Collected data
***
PR #8856, opened 2020-07-28
Fixes #30509 - test fixes for new bindings

jlsherrill:


app/services/katello/pulp3/migration.rb
```diff
@@ -35,11 +35,15 @@ def migration_plan_api
...
+        Pulp2to3MigrationClient::Pulp2ContentApi.new(api_client)
+      rescue NameError
+        Pulp2to3MigrationClient::Pulp2contentApi.new(api_client) #backwards compatible
       end
 
       def pulp2_repositories_api
-        Pulp2to3MigrationClient::Pulp2repositoriesApi.new(api_client)
+        Pulp2to3MigrationClient::Pulp2RepositoriesApi.new(api_client)
+      rescue NameError
+        Pulp2to3MigrationClient::Pulp2repositoriesApi.new(api_client) #backwards compatible
```
jlsherrill, line 46: i left the old constants here so we can cherry pick this and have more flexibility with packaging.  It will just work everywhere

PR #8857, opened 2020-07-29
Fixes #30520 - Fix tests for HTTP proxy setting

xprazak2:
Fix for tests when https://github.com/theforeman/foreman/pull/7775 is merged


tbrisker:
Core has been merged, [test katello] should be green (other than the known chromium issue)

tbrisker (approved):
Tests have passed with this change, the failures are due to the chromium issue.

PR #8859, opened 2020-07-29
Fixes #30522 - Hide syspurpose when org is in SCA mode

chris1984:
To test,

* Snapshot your Katello environment and run

* `bundle exec rake katello:reset`

* Register 2 or more content hosts to the organization so the syspurpose status populates

* Apply patch

* Upload a manifest that has SCA enabled and check if the hosts show anything for simple content access in the all hosts and hosts - content hosts tab.

* Try to refresh a manifest as well

### DIFF
--- a/app/lib/actions/katello/organization/manifest_refresh.rb
+++ b/app/lib/actions/katello/organization/manifest_refresh.rb
@@ -61,6 +61,7 @@ module Actions
 
         def finalize
           org = ::Organization.find(input[:organization_id])
+          subject_organization.clear_syspurpose_status if subject_organization.simple_content_access?(cached: false)
           org.clear_manifest_expired_notifications
           subject_organization.audit_manifest_action(_('Manifest refreshed'))
         end
--- a/app/models/katello/concerns/organization_extensions.rb
+++ b/app/models/katello/concerns/organization_extensions.rb
@@ -228,6 +228,11 @@ module Katello
           subscriptions.select(&:expiring_soon?)
         end
 
+        def clear_syspurpose_status
+          host_purpose = HostStatus::Status.where(type: ::Katello::HostStatusManager::PURPOSE_STATUS.map(&:to_s)).where('host_id in (?)', self.hosts.pluck(:id))
+          host_purpose.destroy_all
+        end
+
         def notification_recipients_ids
           users = User.unscoped.all.find_all do |user|
             user.can?(:import_manifest) && user.can?(:view_organizations, self)
--- a/app/models/katello/glue/candlepin/owner.rb
+++ b/app/models/katello/glue/candlepin/owner.rb
@@ -35,8 +35,10 @@ module Katello
         self.owner_details['contentAccessMode']
       end
 
-      def simple_content_access?
-        content_access_mode == "org_environment"
+      def simple_content_access?(cached: true)
+        Rails.cache.fetch("#{self.label}_simple_content_access?", expires_in: 1.minute, force: !cached) do
+          content_access_mode == "org_environment"
+        end
       end
 
       def generate_debug_cert
--- a/app/models/katello/purpose_status.rb
+++ b/app/models/katello/purpose_status.rb
@@ -1,8 +1,8 @@
 module Katello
***
▶ _EXERCISE AIM_
Work out how many lines of the records contain the word "issue". Give that number and nothing more.

▶ _RESPONSE TO THE TASK_
2